PR #367, opened 2019-05-28
Port Solo5 SPT to PowerPC64

stefanberger:
This series of patches ports Solo5 SPT to PowerPC64 (ppc64).

The biggest difference between ppc64 and the other supported architectures (x86_64, aarch64) is the usage of thread-local storage (tls). tls basically has to always be available and contain valid pointers since practically any function can access it using register r13.


tests/test_notls/test_notls.c
```diff
@@ -37,6 +37,8 @@ int solo5_app_main(const struct solo5_start_info *si __attribute__((unused)))
                        "add x0, x0, #0x10; "
                        "ldr w1, [x0]"
                        : : : "x0", "w1");
+#elif defined(__powerpc64__)
+    __asm__ __volatile("ld 3,0(13)" : : : "r3", "r13");
```
stefanberger: This test will not be run, so probably just leaving this empty should be ok.

stefanberger:
Following a discussion with @ricarkol we found that the thread-local storage (TLS) accesses are due to accesses to the the stack_guard described in tcbhead_t [here](http://openpowerfoundation.org/wp-content/uploads/resources/leabi/content/dbdoclet.50655241_50444.html). This can be avoided by compiling the applications with `-mstack-protector-guard=global`. So far I have been able to avoid having to use 'special compile time options' by copying from the original TLS (the one the tender is using) into the one prepared by the tender for the app as well as defining the TLS structures in the test cases in a special way.

It's not clear to me under what circumstances all the other fields in tcbhead_t could be accessed if the mission was to now prevent the stack guard access using that compile time option. Maybe it would be safer to work with a TLS copied from the original TLS rather than having to choose 'special compile time options' to make it work, also for applications and libraries later on. So, as the code is now I would require that a TLS for ppc64 looks like this:

struct tls {
    unsigned char pad[0x1000];
    unsigned char thread_local_data_go_here[0];  // determine the size of this part here from the ELF
};

The insight is also that the tcbhead_t seems to not be aligned at pad[0] but further up so that its last byte is in pad[0x0fff] (it's right-aligned rather than left-aligned to the pads). The stack guard is accessed via -0x7010(r13) where r13 is the pointer to the tls but set to point 0x8000 beyond the base of the above tls structure. Pointing it that far beyond the base address was done to be able to easily address fields ranging from roughly -0x8000 (= base of tls) to +0x8000, so 64kb, restricted by addressing modes of the processor.

mato:
@stefanberger:

> Following a discussion with @ricarkol we found that the thread-local storage (TLS) accesses are due to accesses to the the stack_guard described in tcbhead_t here. This can be avoided by compiling the applications with -mstack-protector-guard=global.

The use of TLS for `__stack_chk_guard` is indeed the default behaviour on (mainly) Linux toolchains on our other architectures. This is why I made the decision to use `-mstack-protector-guard=global` for Solo5 (and thus any downstream libOS C code). So, compiling with these flags is the correct approach.

> The biggest difference between ppc64 and the other supported architectures (x86_64, aarch64) is the usage of thread-local storage (tls). tls basically has to always be available and contain valid pointers since practically any function can access it using register r13.

Given the above and your previous comment, idoes this still hold? If not, can we drop the changes to TLS initialization and associated bits in this PR?

stefanberger:
@mato I unfortunately do not know under what other circumstances the thread-local storage may be accessed. It looks like these fields here make up the tls:

```
typedef struct {
    /* Reservation for HWCAP data. */
        unsigned int hwcap2;
        unsigned int hwcap; /* not used in LE ABI */
 
    /* Indicate if HTM capable (ISA 2.07). */
        int tm_capable;
        int tm_pad;
 
    /* Reservation for dynamic system optimizer ABI. */
        uintptr_t dso_slot2;
        uintptr_t dso_slot1;
 
    /* Reservation for tar register (ISA 2.07). */
        uintptr_t tar_save;
 
    /* GCC split stack support. */
        void *__private_ss;
 
    /* Reservation for the event-based branching ABI. */
        uintptr_t ebb_handler;
        uintptr_t ebb_ctx_pointer;
        uintptr_t ebb_reserved1;
        uintptr_t ebb_reserved2;
        uintptr_t pointer_guard;
 
    /* Reservation for stack guard */
        uintptr_t stack_guard;
 
    /* DTV pointer */
        dtv_t *dtv;
    } tcbhead_t;
```

We know how to eliminate access to `pointer_guard` using compiler options. I am not sure about the other fields, though.

mato:
There are two separate issues here, which I think are a source of confusion:

1. The use of TLS for SSP in _default_ Linux toolchains. This is accounted for by `-mstack-protector-guard=global` as you found yourself.
2. Whether or not a libOS / application / unikernel / the thing consuming the Solo5 APIs, toolchain and "runtime environment" uses TLS.

I think you're asking about (2) -- that is not Solo5's responsibility. All Solo5 provides is the basic primitive required to set the TLS register at runtime (`solo5_set_tls_base()`). The actual TCB and TLS setup should be done by the libOS itself, not by Solo5.

stefanberger:
I now opened PR https://github.com/Solo5/solo5/pull/368, which eliminates access to the stack_guard from the TLS. If this is the right approach, then I guess those two patches there are the right ones to merge and we can close this PR.

stefanberger:
Here's a bit more explanation from glibc about the ppc64 TLS:

```
/* The stack_guard is accessed directly by GCC -fstack-protector code,
   so it is a part of public ABI.  The dtv and pointer_guard fields
   are private.  */
typedef struct
{
  /* Reservation for HWCAP data.  To be accessed by GCC in
     __builtin_cpu_supports(), so it is a part of public ABI.  */
  uint64_t hwcap;
  /* Reservation for AT_PLATFORM data.  To be accessed by GCC in
     __builtin_cpu_is(), so it is a part of public ABI.  Since there
     are different ABIs for 32 and 64 bit, we put this field in a
     previously empty padding space for powerpc64.  */
#ifndef __powerpc64__
  /* Padding to maintain alignment.  */
  uint32_t padding;
  uint32_t at_platform;
#endif
  uint32_t __unused;
  /* Reservation for AT_PLATFORM data - powerpc64.  */
#ifdef __powerpc64__
  uint32_t at_platform;
#endif
  /* Reservation for Dynamic System Optimizer ABI.  */
  uintptr_t dso_slot2;
  uintptr_t dso_slot1;
  /* Reservation for tar register (ISA 2.07).  */
  uintptr_t tar_save;
  /* GCC split stack support.  */
  void *__private_ss;
  /* Reservation for the Event-Based Branching ABI.  */
  uintptr_t ebb_handler;
  uintptr_t ebb_ctx_pointer;
  uintptr_t ebb_reserved1;
  uintptr_t ebb_reserved2;
  uintptr_t pointer_guard;
  uintptr_t stack_guard;
  dtv_t *dtv;
} tcbhead_t;
```
I am not sure under what circumstances gcc will call into ` __builtin_cpu_supports()` or `__builtin_cpu_is()`?

The gcc man page doesn't seem to indicate we can eliminate access to these functions:

```
       -fno-builtin
       -fno-builtin-function
           Don't recognize built-in functions that do not begin with __builtin_ as prefix.

           GCC normally generates special code to handle certain built-in functions more
           efficiently; for instance, calls to "alloca" may become single instructions which
           adjust the stack directly, and calls to "memcpy" may become inline copy loops.  The
           resulting code is often both smaller and faster, but since the function calls no
           longer appear as such, you cannot set a breakpoint on those calls, nor can you change
           the behavior of the functions by linking with a different library.  In addition, when
           a function is recognized as a built-in function, GCC may use information about that
           function to warn about problems with calls to that function, or to generate more
           efficient code, even if the resulting code still contains calls to that function.  For
           example, warnings are given with -Wformat for bad calls to "printf" when "printf" is
           built in and "strlen" is known not to modify global memory.

           With the -fno-builtin-function option only the built-in function function is disabled.
           function must not begin with __builtin_.  If a function is named that is not built-in
           in this version of GCC, this option is ignored.  There is no corresponding
           -fbuiltin-function option; if you wish to enable built-in functions selectively when
           using -fno-builtin or -ffreestanding, you may define macros such as:

                   #define abs(n)          __builtin_abs ((n))
                   #define strcpy(d, s)    __builtin_strcpy ((d), (s))
```

stefanberger:
Closing this PR now in favor of the other one...

mato:
> I am not sure under what circumstances gcc will produce code that calls into __builtin_cpu_supports() or __builtin_cpu_is()?

> The gcc man page doesn't seem to indicate we can eliminate access to these functions:

That's what `-ffreestanding` does.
◆ ◆ ◆ ◆
● TASK TO CARRY OUT: All of the data above should be set down again exactly.

● SOLUTION TO THIS EXERCISE:
PR #367, opened 2019-05-28
Port Solo5 SPT to PowerPC64

stefanberger:
This series of patches ports Solo5 SPT to PowerPC64 (ppc64).

The biggest difference between ppc64 and the other supported architectures (x86_64, aarch64) is the usage of thread-local storage (tls). tls basically has to always be available and contain valid pointers since practically any function can access it using register r13.


tests/test_notls/test_notls.c
```diff
@@ -37,6 +37,8 @@ int solo5_app_main(const struct solo5_start_info *si __attribute__((unused)))
                        "add x0, x0, #0x10; "
                        "ldr w1, [x0]"
                        : : : "x0", "w1");
+#elif defined(__powerpc64__)
+    __asm__ __volatile("ld 3,0(13)" : : : "r3", "r13");
```
stefanberger: This test will not be run, so probably just leaving this empty should be ok.

stefanberger:
Following a discussion with @ricarkol we found that the thread-local storage (TLS) accesses are due to accesses to the the stack_guard described in tcbhead_t [here](http://openpowerfoundation.org/wp-content/uploads/resources/leabi/content/dbdoclet.50655241_50444.html). This can be avoided by compiling the applications with `-mstack-protector-guard=global`. So far I have been able to avoid having to use 'special compile time options' by copying from the original TLS (the one the tender is using) into the one prepared by the tender for the app as well as defining the TLS structures in the test cases in a special way.

It's not clear to me under what circumstances all the other fields in tcbhead_t could be accessed if the mission was to now prevent the stack guard access using that compile time option. Maybe it would be safer to work with a TLS copied from the original TLS rather than having to choose 'special compile time options' to make it work, also for applications and libraries later on. So, as the code is now I would require that a TLS for ppc64 looks like this:

struct tls {
    unsigned char pad[0x1000];
    unsigned char thread_local_data_go_here[0];  // determine the size of this part here from the ELF
};

The insight is also that the tcbhead_t seems to not be aligned at pad[0] but further up so that its last byte is in pad[0x0fff] (it's right-aligned rather than left-aligned to the pads). The stack guard is accessed via -0x7010(r13) where r13 is the pointer to the tls but set to point 0x8000 beyond the base of the above tls structure. Pointing it that far beyond the base address was done to be able to easily address fields ranging from roughly -0x8000 (= base of tls) to +0x8000, so 64kb, restricted by addressing modes of the processor.

mato:
@stefanberger:

> Following a discussion with @ricarkol we found that the thread-local storage (TLS) accesses are due to accesses to the the stack_guard described in tcbhead_t here. This can be avoided by compiling the applications with -mstack-protector-guard=global.

The use of TLS for `__stack_chk_guard` is indeed the default behaviour on (mainly) Linux toolchains on our other architectures. This is why I made the decision to use `-mstack-protector-guard=global` for Solo5 (and thus any downstream libOS C code). So, compiling with these flags is the correct approach.

> The biggest difference between ppc64 and the other supported architectures (x86_64, aarch64) is the usage of thread-local storage (tls). tls basically has to always be available and contain valid pointers since practically any function can access it using register r13.

Given the above and your previous comment, idoes this still hold? If not, can we drop the changes to TLS initialization and associated bits in this PR?

stefanberger:
@mato I unfortunately do not know under what other circumstances the thread-local storage may be accessed. It looks like these fields here make up the tls:

```
typedef struct {
    /* Reservation for HWCAP data. */
        unsigned int hwcap2;
        unsigned int hwcap; /* not used in LE ABI */
 
    /* Indicate if HTM capable (ISA 2.07). */
        int tm_capable;
        int tm_pad;
 
    /* Reservation for dynamic system optimizer ABI. */
        uintptr_t dso_slot2;
        uintptr_t dso_slot1;
 
    /* Reservation for tar register (ISA 2.07). */
        uintptr_t tar_save;
 
    /* GCC split stack support. */
        void *__private_ss;
 
    /* Reservation for the event-based branching ABI. */
        uintptr_t ebb_handler;
        uintptr_t ebb_ctx_pointer;
        uintptr_t ebb_reserved1;
        uintptr_t ebb_reserved2;
        uintptr_t pointer_guard;
 
    /* Reservation for stack guard */
        uintptr_t stack_guard;
 
    /* DTV pointer */
        dtv_t *dtv;
    } tcbhead_t;
```

We know how to eliminate access to `pointer_guard` using compiler options. I am not sure about the other fields, though.

mato:
There are two separate issues here, which I think are a source of confusion:

1. The use of TLS for SSP in _default_ Linux toolchains. This is accounted for by `-mstack-protector-guard=global` as you found yourself.
2. Whether or not a libOS / application / unikernel / the thing consuming the Solo5 APIs, toolchain and "runtime environment" uses TLS.

I think you're asking about (2) -- that is not Solo5's responsibility. All Solo5 provides is the basic primitive required to set the TLS register at runtime (`solo5_set_tls_base()`). The actual TCB and TLS setup should be done by the libOS itself, not by Solo5.

stefanberger:
I now opened PR https://github.com/Solo5/solo5/pull/368, which eliminates access to the stack_guard from the TLS. If this is the right approach, then I guess those two patches there are the right ones to merge and we can close this PR.

stefanberger:
Here's a bit more explanation from glibc about the ppc64 TLS:

```
/* The stack_guard is accessed directly by GCC -fstack-protector code,
   so it is a part of public ABI.  The dtv and pointer_guard fields
   are private.  */
typedef struct
{
  /* Reservation for HWCAP data.  To be accessed by GCC in
     __builtin_cpu_supports(), so it is a part of public ABI.  */
  uint64_t hwcap;
  /* Reservation for AT_PLATFORM data.  To be accessed by GCC in
     __builtin_cpu_is(), so it is a part of public ABI.  Since there
     are different ABIs for 32 and 64 bit, we put this field in a
     previously empty padding space for powerpc64.  */
#ifndef __powerpc64__
  /* Padding to maintain alignment.  */
  uint32_t padding;
  uint32_t at_platform;
#endif
  uint32_t __unused;
  /* Reservation for AT_PLATFORM data - powerpc64.  */
#ifdef __powerpc64__
  uint32_t at_platform;
#endif
  /* Reservation for Dynamic System Optimizer ABI.  */
  uintptr_t dso_slot2;
  uintptr_t dso_slot1;
  /* Reservation for tar register (ISA 2.07).  */
  uintptr_t tar_save;
  /* GCC split stack support.  */
  void *__private_ss;
  /* Reservation for the Event-Based Branching ABI.  */
  uintptr_t ebb_handler;
  uintptr_t ebb_ctx_pointer;
  uintptr_t ebb_reserved1;
  uintptr_t ebb_reserved2;
  uintptr_t pointer_guard;
  uintptr_t stack_guard;
  dtv_t *dtv;
} tcbhead_t;
```
I am not sure under what circumstances gcc will call into ` __builtin_cpu_supports()` or `__builtin_cpu_is()`?

The gcc man page doesn't seem to indicate we can eliminate access to these functions:

```
       -fno-builtin
       -fno-builtin-function
           Don't recognize built-in functions that do not begin with __builtin_ as prefix.

           GCC normally generates special code to handle certain built-in functions more
           efficiently; for instance, calls to "alloca" may become single instructions which
           adjust the stack directly, and calls to "memcpy" may become inline copy loops.  The
           resulting code is often both smaller and faster, but since the function calls no
           longer appear as such, you cannot set a breakpoint on those calls, nor can you change
           the behavior of the functions by linking with a different library.  In addition, when
           a function is recognized as a built-in function, GCC may use information about that
           function to warn about problems with calls to that function, or to generate more
           efficient code, even if the resulting code still contains calls to that function.  For
           example, warnings are given with -Wformat for bad calls to "printf" when "printf" is
           built in and "strlen" is known not to modify global memory.

           With the -fno-builtin-function option only the built-in function function is disabled.
           function must not begin with __builtin_.  If a function is named that is not built-in
           in this version of GCC, this option is ignored.  There is no corresponding
           -fbuiltin-function option; if you wish to enable built-in functions selectively when
           using -fno-builtin or -ffreestanding, you may define macros such as:

                   #define abs(n)          __builtin_abs ((n))
                   #define strcpy(d, s)    __builtin_strcpy ((d), (s))
```

stefanberger:
Closing this PR now in favor of the other one...

mato:
> I am not sure under what circumstances gcc will produce code that calls into __builtin_cpu_supports() or __builtin_cpu_is()?

> The gcc man page doesn't seem to indicate we can eliminate access to these functions:

That's what `-ffreestanding` does.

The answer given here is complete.